1. A maintenance tool comprising:

an elongated handle having a proximal end and a distal end;

a first reservoir coupled to the handle and defining a first volume to support a first amount of fluid;

a head pivotably coupled to the proximal end of the handle and defining a second reservoir having a second volume to support a second amount of fluid, the head further defining a manifold communicating with the second reservoir;

an inlet port coupled to the head and fluidly connecting the first reservoir to the second reservoir such that fluid flows by gravity from the first reservoir to the second reservoir;

a pad coupled to the head and in communication with the manifold, the pad having a capillary gradient and positionable on a surface to draw fluid from the manifold and to control delivery of fluid to the surface via capillary action.

2. The maintenance tool of claim 1, further comprising a base coupled to the head, and wherein the pad is coupled to the base.

3. The maintenance tool of claim 2, wherein the base is detachably coupled to the head.
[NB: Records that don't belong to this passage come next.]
PR #672, opened 2021-02-05
Try out building things on windows too

ross:


ross:
This might not be as useful as I'd hope. I intentionally started this branch before the windows fixes were merged hoping that it'd fail and a merge in of master would fix it, but that doesn't seem to be the case.

Windows all passed, it looks like the checkout worked fine, guess maybe it's silently removing the `.` from the filenames?

https://github.com/octodns/octodns/pull/672/checks?check_run_id=1841691490#step:2:381

But `./script/cibuild` seems to have passed without actually doing anything. It is a bash script, but I'd expect it to fail and not just do nothing...

https://github.com/octodns/octodns/pull/672/checks?check_run_id=1841691490#step:5:2

/cc @ttk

4. The maintenance tool of claim 2, wherein the base has an elongated cavity located on an underside of the base and a plurality of passages extending through the base, and wherein the pad is attached to the base within the cavity and is in communication with the manifold via the apertures.

5. The maintenance tool of claim 3, wherein the head has an elongated body with a longitudinal axis and a cross axis orthogonal to the longitudinal axis, and wherein the plurality of passages are partially defined by elongated channels along the underside of the base and extending substantially parallel to the cross axis.
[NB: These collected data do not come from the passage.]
Issue #656, opened 2021-01-03
Plan should order changes consistently, e.g. Deletes before Adds etc. 


ross:
Some providers have to manually ensure that deletes come first to avoid problems like their providers throwing errors about duplicate A/CNAME when making a type change.

We should look into a default behavior of consistently ordering `Plan` `changes` to make it easier on providers/more likely that they do the right thing out of the gate. If not by default we should add helpers to the `Plan` object to allow them to request the ordered version: e.g. `plan.ordered_changes`. 

/cc https://github.com/octodns/octodns/pull/587#pullrequestreview-560726591

mtearle:
@ross This was the approach I took on the Cloudflare provider when I hit this issue when putting together my other pull request.  https://github.com/octodns/octodns/pull/635/commits/0266b3e452f6bfe7669cc44ecc3c18b9f64d7e25

deric:
@mtearle That's great (works fine, at least in my case), but it doesn't change the plan. It would be better if the plan would be the same as the ordering of the actual changes.

PR #675, opened 2021-02-11
PowerDNS: Delete records before creating or modifying records

snh:
This PR is related to the overall ordering issue discussed in https://github.com/octodns/octodns/issues/656, though solves this specifically for the PowerDNS provider.

When replacing an `A` record with a `CNAME` record or vice-versa, the existing record must be removed in a PowerDNS `DELETE` change first, otherwise the PowerDNS `REPLACE` change will fail, as a `CNAME` and `A` record cannot co-exist, even briefly.

/cc @ross @dbussink

### DIFF
--- a/octodns/provider/powerdns.py
+++ b/octodns/provider/powerdns.py
@@ -386,7 +386,7 @@ class PowerDnsBaseProvider(BaseProvider):
         # Ensure that any DELETE modifications always occur before any REPLACE
         # modifications. This ensures that an A record can be replaced by a
         # CNAME record and vice-versa.
-        mods = sorted(mods, key=itemgetter('changetype'))
+        mods.sort(key=itemgetter('changetype'))
 
         self.log.debug('_apply:   sending change request')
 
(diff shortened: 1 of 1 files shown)


octodns/provider/powerdns.py
```diff
@@ -381,6 +382,12 @@ def _apply(self, plan):
         for change in changes:
             class_name = change.__class__.__name__
             mods.append(getattr(self, '_mod_{}'.format(class_name))(change))
+
+        # Ensure that any DELETE modifications always occur before any REPLACE
+        # modifications. This ensures that an A record can be replaced by a
+        # CNAME record and vice-versa.
+        mods = sorted(mods, key=itemgetter('changetype'))
```
snh, line 389: I'm relying on the fact that PowerDNS only has two valid values for `changetype`, being `DELETE` or `REPLACE`, and `DELETE` is ahead of `REPLACE` alphabetically.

6. The maintenance tool of claim 5, wherein the manifold extends a substantial length of the head parallel to the longitudinal axis and the passages define apertures in the top of the base and in fluid communication with the manifold.
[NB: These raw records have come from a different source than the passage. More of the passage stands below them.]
PR #676, opened 2021-02-16
Test 2.7 CI

mtearle:
test test


mtearle:
Oops, my bad did the request against the wrong target :(

PR #679, opened 2021-03-10
Update branch name

xt0rted:
Looks like the default branch name has changed since adding this link to the readme.


ross (approved):

ross:
Weird. Looks like the actions jobs didn't kick off on this and I can't find a way to re-queue them...

xt0rted:
@ross the workflow is set to ignore markdown files https://github.com/octodns/octodns/blob/765766b1bf2bcdbe47edb876ce59c461ee2aba30/.github/workflows/main.yml#L2-L5

ross:
> @ross the workflow is set to ignore markdown files

Ah. That makes sense. Annoying the PR process still requires them then.. I'll probably remove that bit and just build them regardless. Thanks.

PR #686, opened 2021-03-31
Change the auth value to have a proper string not a binary rep

lksoft:
I was unable to actually authorize to EasyDNS because the Authorization Header was sending data as b'[encoded_data]' instead of the actual string needed. So I changed that so that I could authorize properly.


ross:
Doesn't look like I have permissions to update this branch to master (so that it can run CI and be merged) so you'll need to do so.

lksoft:
Hi Ross, I think I updated properly. This is the first time I have done a Pull Request here in GitHub. I updated my branch to have the latest commits from master here and merged it into master on my fork. Is that correct?

PR #687, opened 2021-03-31
Enable NS support for non-root NS records

maikelpoot:
Transip api support NS type for non-root records.

This PR will just enable NS support , provider was prepared for supporting NS type records.


ross (approved):

ross:
LGTM.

7. The maintenance tool of claim 2, wherein the base has a first edge and a second edge opposite the first edge, and wherein the base is attached to the head such that the manifold is positioned closer to the first edge than the second edge.

8. The maintenance tool of claim 6, further comprising a handle attachment mechanism located between the manifold and the second edge.

9. The maintenance tool of claim 2, wherein the base has a circuitous recess, and wherein the head has a flange coupled to the base within the recess.

10. The maintenance tool of claim 2, wherein the base has a pocket, the maintenance tool further comprising a pad portion disposed in the pocket to balance the pad relative to the head.

11. The maintenance tool of claim 1 , wherein the pad is constructed to limit fluid flow from the manifold in response to a predetermined amount of fluid disposed on the surface.

12. The maintenance tool of claim 1, further comprising a conduit fluidly connecting the second reservoir to the first reservoir and a valve coupled to the conduit to selectively control flow of fluid from the first reservoir to the second reservoir.

13. The maintenance tool of claim 1, wherein the first reservoir, the inlet port, and the pad cooperate with each other to maintain a substantially constant fluid level in the second reservoir and a predetermined static fluid head pressure above the pad.

14. The maintenance tool of claim 13, wherein the second reservoir defines a headspace above the fluid, the maintenance tool further comprising an air restriction device coupled to the head and fluidly communicating with the headspace to meter fluid through the pad.

15. The maintenance tool of claim 1, wherein the first reservoir is defined by a rigid body and has a restriction orifice located adjacent an outlet of the first reservoir to provide controlled fluid leakage from the first reservoir.

16. The maintenance tool of claim 1, wherein the inlet port extends into the head a distance, and wherein the distance is adjustable to vary the second amount of fluid in the second reservoir.

17. The maintenance tool of claim 1, wherein the head includes indicia for determining the fluid level in the second reservoir.

18. The maintenance tool of claim 1, wherein the head includes internal baffles disposed between the second reservoir and the manifold to meter fluid from the second reservoir to the manifold.

19. The maintenance tool of claim 1, wherein the head includes indicia for determining the fluid level in the second reservoir.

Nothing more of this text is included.